Suor Lucrezia Busi (Firenze, 1435 – XVI secolo) modella, però mai sposa, di Filippo Lippi (Firenze, 23 giugno 1406 – Spoleto, 9 ottobre 1469) e madre di Filippino Lippi (Prato, 1457 – Firenze, 1504):

“A legare i due c’ erano passione, fughe, scandali e bellissimi dipinti” esordisce Claudio Cerretelli, direttore dei musei diocesani di Prato ed esperto di Lippi.
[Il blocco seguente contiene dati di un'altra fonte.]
Issue #3168, opened 2019-10-27
Add Nestlé Toll House Café


tas50:
Cafe with a good number of locations in the US https://nestlecafe.com/locations https://en.wikipedia.org/wiki/Nestl%C3%A9_Toll_House_Caf%C3%A9

PR #3216, opened 2019-10-29
added in Nestlé Toll House Café fast_food restaurant

TomEWilkinson:
as suggested in #3168

links to restaurant 
https://nestlecafe.com/locations https://en.wikipedia.org/wiki/Nestl%C3%A9_Toll_House_Caf%C3%A9


TomEWilkinson:
good shout! just changed that over

tas50:
Thanks @TomEWilkinson

PR #3217, opened 2019-10-29
Add Little Burgundy shoe store

### LINKED ISSUE #3201: Add Little Burgandy shoe store
Shoe store in Canada: https://www.littleburgundyshoes.com

josephkmh:
Fixes #3201

### DIFF
--- a/brands/shop/shoes.json
+++ b/brands/shop/shoes.json
@@ -461,6 +461,14 @@
       "shop": "shoes"
     }
   },
+  "shop/shoes|Little Burgundy" : {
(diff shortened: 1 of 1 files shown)


bhousel:
Looks good @josephkmh, thanks and welcome! 👋 

This won't show up in iD until we add a Wikidata identifier, but it looks like there isn't one yet.

This page lists the sub-brands owned by Genesco, so would be a good place to start for anyone who wants to add the info to Wikipedia/Wikidata: https://en.wikipedia.org/wiki/Genesco#Brands

PR #3221, opened 2019-10-30
Add shoes store Dr. Martens

ghousshah:


bhousel:
Thanks @ghousshah but we already have #3191 for this

PR #4719, opened 2020-11-21
Ukraine amenities

skfd:
### added cafe
* Aroma Kava
### removed generic cafes
* Берёзка
* Виктория
* Лакомка
* Мечта
* Оазис
* Парус
* Сказка
### added pharmacies
* 1 Соціальна Аптека
* Аптека доброго дня
### added cafe\dairy shop
* Молоко від фермера
### added medical lab
Synevo
### misc
fixed some `locationSet`s

### DIFF
--- a/config/filter_brands.json
+++ b/config/filter_brands.json
@@ -50,7 +50,7 @@
     "^amenity/bank\\|volksbank( |-)raiffeisenbank$",
     "^amenity/bank\\|vr( |-)bank$",
     "^amenity/bar\\|уют$",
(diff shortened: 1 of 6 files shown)


bhousel:
Thanks @skfd that looks really great 👍   We can always use more help with Ukraine!

One thing I changed:  we don't actually add the `website` tag to the items in this index because the OSM convention is for that tag to be a website for that location, not for the overall brand.  Consumers who need the website for a brand can get it from wikidata.   So I removed the `website` tags in 331ab54e / b27431fa

PR #4720, opened 2020-11-23
Add Wikidata tags to MTS transit entry

mds08011:
Adds operator and network Wikidata information to the MTS entry.  Please scrutinize this PR as it's my first use of the new transit category.


bhousel:
Looks great to me @mds08011, thanks 👍 
I did a quick check on overpass and it does look concentrated around San Diego, so this seems fine.

PR #4721, opened 2020-11-23
Update toys.json

kjonosm:
add match name to merge "Smyths Toys" and "Smyths"


Identitaet:
maybe we should also add Toys r us as a matchname since they took over their stuff (in europe at least the us seems to be different)
Looks very good though.

PR #4725, opened 2020-11-24
Tiny correction in CategoryInstructions.jsx

UKChris-osm:
Tiny correction in "CategoryInstructions.jsx" where the nsi.guide web site is displaying "aoperator" (with an 'a' at the beginning) instead of "operator" within the "_Some things you can do here:_" instructions!

This minor edit is done as a pull request, just in case another file needs to be edited that I'm not aware of.

If merged, I believe **npm run docbuild** will be required to make this change live on the nsi.guide web site!


bhousel:
Oh thanks!  Good catch 👍

PR #4734, opened 2020-11-25
Update bicycle_rental.json

kjonosm:
the common German tagging scheme for bike sharing systems seems to be:

`name=*`  -  name of the actual station within the system
`brand=*`  -  branded name of the sharing system itself
`operator=*`  -  name of the company that operates the system

### DIFF
--- a/data/operators/amenity/bicycle_rental.json
+++ b/data/operators/amenity/bicycle_rental.json
@@ -18,6 +18,7 @@
       "tags": {
         "amenity": "bicycle_rental",
         "brand": "fLotte",
+        "brand:wikidata": "Q102333872",
         "operator": "ADFC",
         "operator:wikidata": "Q24349",
         "operator:wikipedia": "de:ADFC"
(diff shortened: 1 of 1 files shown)


bhousel:
Wondering whether we should move these back to the 'brand' tree? 
It seems like the logo we'd show people would be more tied to the brand than the operator..

kjonosm:
well, at least for Germany it might make sense. I don't know how it's done in other countries though...

bhousel:
> well, at least for Germany it might make sense. I don't know how it's done in other countries though...

I think bicycle_rental and car_sharing are similar and could be either considered brands or operators (but leaning more towards brands).  Post offices can also be either (but it sounds like people are learning more towards operators for those).

UKChris-osm:
Serco Group operate the London Bicycle's, but I would say the "_Santander_" brand dominates in this case as well.

UKChris-osm:
Looking at this more, I think it would be good if there was a separate Wikidata for [fLotte](https://flotte-berlin.de/), as they have a [Facebook](https://www.facebook.com/fLotteBerlin/) / [Twitter](https://twitter.com/fLotteBerlin) account where the logo could be grabbed.

kjonosm:
> a separate Wikidata for fLotte

fixed!

Issue #4735, opened 2020-11-25
Life Boat Stations


UKChris-osm:
I have been thinking that Life Boat Stations would be suitable for the NSI, for example:

- [Royal National Lifeboat Institution](https://en.wikipedia.org/wiki/Royal_National_Lifeboat_Institution) (UK & IRE) - 238 stations
- [Koninklijke Nederlandse Redding Maatschappij](https://nl.wikipedia.org/wiki/Koninklijke_Nederlandse_Redding_Maatschappij) (NL) - 46 stations
- [Société Nationale de Sauvetage en Mer](https://fr.wikipedia.org/wiki/Soci%C3%A9t%C3%A9_nationale_de_sauvetage_en_mer) (FR) - 214 stations
- [Deutsche Gesellschaft zur Rettung Schiffbrüchiger](https://de.wikipedia.org/wiki/Deutsche_Gesellschaft_zur_Rettung_Schiffbr%C3%BCchiger) (DE) - 55 stations
- [Redningsselskapet](https://no.wikipedia.org/wiki/Redningsselskapet) (No)
- [Sjöräddningssällskapet](https://sv.wikipedia.org/wiki/Sj%C3%B6r%C3%A4ddningss%C3%A4llskapet) (SE)

If suitable, would these come primarily under brand, operator, or network? I'd go with operator, but Life Boat Stations could be called a network as well.

If included, would **emergency=lifeboat_station** or **amenity=lifeboat_station** be used?

bhousel:
> If suitable, would these come primarily under brand, operator, or network? I'd go with operator, but Life Boat Stations could be called a network as well.

yes, looks suitable!.. I'd definitely go with `operator` as the tree, but no idea about the tag.  

Both `emergency=lifeboat_station` and `amenity=lifeboat_station` seem used and documented, 
and `operators_all.json` has collected a few from both tags 🤷

Adamant36:
Personally, I'd go with `emergency=lifeboat_station` since it's more consistent with similar tags like `emergency=life_ring`. Plus, there seems to be a general move going on to move tings out of the amenity tag that aren't specifically amenities and can be put in other tags.

UKChris-osm:
Merged via [2778f60](https://github.com/osmlab/name-suggestion-index/commit/2778f60992628c66fafd0a0faabd87ec4121aff8)

PR #4737, opened 2020-11-26
Life Boat Stations

UKChris-osm:
As per #4735, I have created "_lifeboat_station.json_" under **/operator/emergency**, populated with a few Rescue Services. I also (hopefully correctly) created a matchGroup.

I'm not sure if I have the use of **operator:_lang_** correct, so please double check this.


bhousel:
All looks good to me, thanks @UKChris-osm 👍

PR #4740, opened 2020-11-29
Keep table headers on top when scrolling

kymckay:
Prevents brand icons from weirdly overlapping when the page is scrolled and the table headings stick to the top of the screen

Would usually just push this, but here's a PR just in case it could cause any unintended side effects

### DIFF
--- a/app/style.css
+++ b/app/style.css
@@ -237,6 +237,7 @@ table.summary th {
   font-size: 15px;
   font-weight: bold;
   color: #000;
+  z-index: 1; /* stay on top when scrolling */
 }
 .dark table.summary th {
   background: #1a1a1a;


kymckay:
I've actually just realised it's only with the dark theme enabled that this behaviour was observable which is interesting

UKChris-osm:
When dark mode is activated, the CSS code "_filter: contrast(0.7);_" seems to be applied to the icons, which is causing the icon to then overlap the table header.

bhousel:
Cool, thanks for the fix @kymckay 
I guess this is because adding a CSS filter creates a new stacking context, [see stackoverflow for some explanation](https://stackoverflow.com/questions/25764404/why-does-stacking-order-change-on-webkit-filter-hover).

PR #4742, opened 2020-11-30
Updated Category Instructions

UKChris-osm:
Just a minor edit, I've changed the instruction text "_View on Overpass Turbo_" to "_Search Overpass Turbo_" just to match the link text we use now.


bhousel:
Thanks! You can merge stuff like this 👍

PR #4749, opened 2020-12-01
Add Thai department store chain

michaelblyons:
`name` tag intentionally missing. The stores themselves are named like "Central Rama II," "Central Rama IX," "Central Chitlom," etc.


bhousel (approved):
looks good to me , thanks @michaelblyons  👍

Lucrezia Busi figlia del fiorentino Francesco Buti e di Caterina Ciacchi, era una giovane monaca dalla grande bellezza e affabilità e nel 1456 conobbe Filippo Lippi, cappellano del convento pratese di Santa Margherita di cui s’innamorò perdutamente. La loro storia d’amore  nacque nel nel monastero di Santa Caterina di Prato, dove, secondo il grande maestro Vasari, fu incontrata da Filippo Lippi che lavorava in città sulla tavola della Madonna dà la Cintola a san Tommaso. Lucrezia Buti, dalla bellezza eterea e dai capelli dorati, divenne la modella per santa Margherita (a sinistra del dipinto originale).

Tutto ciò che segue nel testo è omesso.